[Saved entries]
◇ ◇ ◇ ◇ ◇ ◇ ◇

PR #6242, opened 2024-11-29
Add setting for opening freetube:// links in new window

### LINKED ISSUE #1501: Add option to always open a redirected video in a new window / instance

OothecaPickle:
# Add setting for opening freetube:// links in new window

## Pull Request Type

- [ ] Bugfix
- [X] Feature Implementation
- [ ] Documentation
- [ ] Other

## Related issue

closes #1501

## Description

Adds a toggle under General Settings to open `freetube://` links in a new window instead of in the replacing the contents of an existing window.

## Screenshots 

openlinksinnewwindow

## Testing 

Test that freetube:// links opened from other applications are opened in a new window when the added setting is toggled on.

## Desktop

- **OS:** macOS
- **OS Version:** 10.15.7
- **FreeTube version:** e646a0f2befebc6373c527a9a0b23086f485e82c

## Additional context

I used some code from @pakoito's #5592.

### DIFF
--- a/src/renderer/App.js
+++ b/src/renderer/App.js
@@ -142,6 +142,10 @@ export default defineComponent({
 
     externalLinkHandling: function () {
       return this.$store.getters.getExternalLinkHandling
+    },
+
+    openLinksInNewWindow: function () {
+      return this.$store.getters.getOpenLinksInNewWindow
     }
   },
   watch: {
@@ -514,7 +518,7 @@ export default defineComponent({
     enableOpenUrl: function () {
       ipcRenderer.on(IpcChannels.OPEN_URL, (event, url) => {
         if (url) {
-          this.handleYoutubeLink(url, { doCreateNewWindow: true })
+          this.handleYoutubeLink(url, { doCreateNewWindow: this.openLinksInNewWindow })
         }
       })
 
--- a/src/renderer/App.js
+++ b/src/renderer/App.js
@@ -514,7 +514,7 @@ export default defineComponent({
     enableOpenUrl: function () {
       ipcRenderer.on(IpcChannels.OPEN_URL, (event, url) => {
         if (url) {
-          this.handleYoutubeLink(url)
+          this.handleYoutubeLink(url, { doCreateNewWindow: true })
         }
       })
 
--- a/src/renderer/store/modules/settings.js
+++ b/src/renderer/store/modules/settings.js
@@ -232,6 +232,7 @@ const state = {
   listType: 'grid',
   maxVideoPlaybackRate: 3,
   onlyShowLatestFromChannel: false,
+  openLinksInNewWindow: false,
   playNextVideo: false,
   proxyHostname: '127.0.0.1',
   proxyPort: '9050',
--- a/static/locales/en-US.yaml
+++ b/static/locales/en-US.yaml
@@ -283,6 +283,7 @@ Settings:
     Fallback to Non-Preferred Backend on Failure: Fallback to Non-Preferred Backend
       on Failure
     Enable Search Suggestions: Enable Search Suggestions
+    Open Links In New Window: Open freetube:// Links in a New Window
     Auto Load Next Page:
       Label: Auto Load Next Page
       Tooltip: Load additional pages and comments automatically.
--- a/src/renderer/components/general-settings/general-settings.js
+++ b/src/renderer/components/general-settings/general-settings.js
@@ -200,6 +200,10 @@ export default defineComponent({
         this.$t('Settings.General Settings.External Link Handling.Ask Before Opening Link'),
         this.$t('Settings.General Settings.External Link Handling.No Action')
       ]
+    },
+
+    openLinksInNewWindow: function () {
+      return this.$store.getters.getOpenLinksInNewWindow
     }
   },
   created: function () {
@@ -269,6 +273,7 @@ export default defineComponent({
       'updateCurrentLocale',
       'updateExternalLinkHandling',
       'updateGeneralAutoLoadMorePaginatedItemsEnabled',
+      'updateOpenLinksInNewWindow',
     ])
   }
 })
--- a/src/renderer/components/general-settings/general-settings.vue
+++ b/src/renderer/components/general-settings/general-settings.vue
@@ -38,6 +38,12 @@
           :compact="true"
           @change="updateEnableSearchSuggestions"
         />
+        <ft-toggle-switch
+          :label="$t('Settings.General Settings.Open Links In New Window')"
+          :default-value="openLinksInNewWindow"
+          :compact="true"
+          @change="updateOpenLinksInNewWindow"
+        />
       </div>
     </div>
     <div class="switchGrid">


PikachuEXE:
Are you talking about https://www.electronjs.org/docs/latest/tutorial/launch-app-from-url-in-another-app#overview ?
Maybe the preference name should be updated first

Also I am not sure how/if the doc mentions deep links and if users understand what is `freetube://` links

OothecaPickle:
@PikachuEXE 
> Are you talking about https://www.electronjs.org/docs/latest/tutorial/launch-app-from-url-in-another-app#overview ?
Yes.

>Maybe the preference name should be updated first
> Also I am not sure how/if the doc mentions deep links and if users understand what is `freetube://` links
I agree, but I wasn't sure what else to name it. Do you have any ideas?

src/renderer/App.js
```diff
@@ -514,7 +518,7 @@ export default defineComponent({
     enableOpenUrl: function () {
       ipcRenderer.on(IpcChannels.OPEN_URL, (event, url) => {
         if (url) {
-          this.handleYoutubeLink(url)
+          this.handleYoutubeLink(url, { doCreateNewWindow: this.openLinksInNewWindow })
```
pakoito, line 521: It was so simple, just right there. Thanks!

PikachuEXE:
I found one place mentioning extensions but not sure how to call it
https://docs.freetubeapp.io/usage/browser-extension/

It shouldn't be called "YouTube links" on the preference coz there are many "YT" links in video description/comment etc.

Inviting more members to comment on this

pakoito:
In Android land these are called "Intents" rather than "Links". But tbh I'd be sad if this feature is blocked on a label :D

src/main/index.js
```diff
@@ -260,7 +260,7 @@ function runApp() {
 
         const url = getLinkUrl(commandLine)
         if (url) {
-          mainWindow.webContents.send(IpcChannels.OPEN_URL, url)
+          mainWindow.webContents.send(IpcChannels.OPEN_URL, { url: url, isLaunchLink: false })
```
absidue, line 263: Please use two separate parameters instead of using a single parameter with an object, that lets you avoid the destructuring on the other end.

OothecaPickle:
Sorry to bother @pakoito, didn't mean to request another review from you.

static/locales/en-US.yaml
```diff
@@ -283,6 +283,7 @@ Settings:
     Fallback to Non-Preferred Backend on Failure: Fallback to Non-Preferred Backend
       on Failure
     Enable Search Suggestions: Enable Search Suggestions
+    Open Links In New Window: Open freetube:// Links in a New Window
```
OothecaPickle, line 286:
```suggestion
    Open Links In New Window: Open Deep Links Into FreeTube in a New Window
```

OothecaPickle: or maybe 'URLs Passed to FreeTube" as this setting also applies to links passed via the command line

efb4f5ff-1298-471a-8973-3d47447115dc: Maybe we should just implement an tooltip message that explains what this does?

efb4f5ff-1298-471a-8973-3d47447115dc:
could someone provide a build for me to test this one :grimacing:

OothecaPickle:
> could someone provide a build for me to test this one 😬

@efb4f5ff-1298-471a-8973-3d47447115dc https://github.com/OothecaPickle/FreeTube/actions/runs/12128622135

efb4f5ff-1298-471a-8973-3d47447115dc:
PR LGTM, only thing that should be looked at is the wording of the setting

src/renderer/store/modules/settings.js
```diff
@@ -232,6 +232,7 @@ const state = {
   listType: 'grid',
   maxVideoPlaybackRate: 3,
   onlyShowLatestFromChannel: false,
+  openLinksInNewWindow: false,
```
PikachuEXE, line 235: This is not for any link shown inside FT
[Electron doc calls it deep link](https://www.electronjs.org/docs/latest/tutorial/launch-app-from-url-in-another-app#overview) if I read that right
```suggestion
  openDeepLinksInNewWindow: false,
```

static/locales/en-US.yaml
PikachuEXE: Or just add tooltip giving examples of redirect extensions (mostly from those right?
Setting `External Link Handling` has one

PikachuEXE (changes requested):

PikachuEXE:
You committed when I am about to comment on it lol

PikachuEXE (approved):
Did not test actual link open on mac but someone else tested it already

static/locales/en-US.yaml
```diff
@@ -1007,6 +1008,9 @@ Tooltips:
     External Link Handling: |
       Choose the default behavior when a link, which cannot be opened in FreeTube, is clicked.
       By default FreeTube will open the clicked link in your default browser.
+    Open Deep Links In New Window: Choose whether URLs passed to FreeTube, such as by
```
efb4f5ff-1298-471a-8973-3d47447115dc, line 1011: Wording makes me think that i can choose the desired behavior if i enable this setting. 

Change it to:

URLs passed to FreeTube, such as by redirect browser extensions or command line arguments, are opened in a new window.

efb4f5ff-1298-471a-8973-3d47447115dc (commented):
Tooltip wording change

efb4f5ff-1298-471a-8973-3d47447115dc (approved):

absidue (approved):

PikachuEXE (approved):

static/locales/en-US.yaml
pakoito: BTW, I wrote a redirect that doesn't require a browser extension: https://pakoito.github.io/freetube-forwarder/

efb4f5ff-1298-471a-8973-3d47447115dc:
Hi @OothecaPickle i noticed some undesired behavior and i would like to know if it possible for you to create a followup PR to fixed these. I noticed this behavior in while testing another PR https://github.com/FreeTubeApp/FreeTube/pull/6915#pullrequestreview-2818058051

- If one instance of FT is minimized LibRedirect will open the video in a new window AND will also unminimize the previously minimized window
- If two instances of FT are minimized LibRedirect will open the video in a new window AND will ONLY unminimize the first instance that was previously minimized. So the Second instance that was minimized will stay minimized but the first instance wont.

◇ ◇ ◇ ◇ ◇ ◇ ◇

Task goal — Find the lines that mention "modules" in the entries and show them.

Reply to the exercise —
--- a/src/renderer/store/modules/settings.js
+++ b/src/renderer/store/modules/settings.js
src/renderer/store/modules/settings.js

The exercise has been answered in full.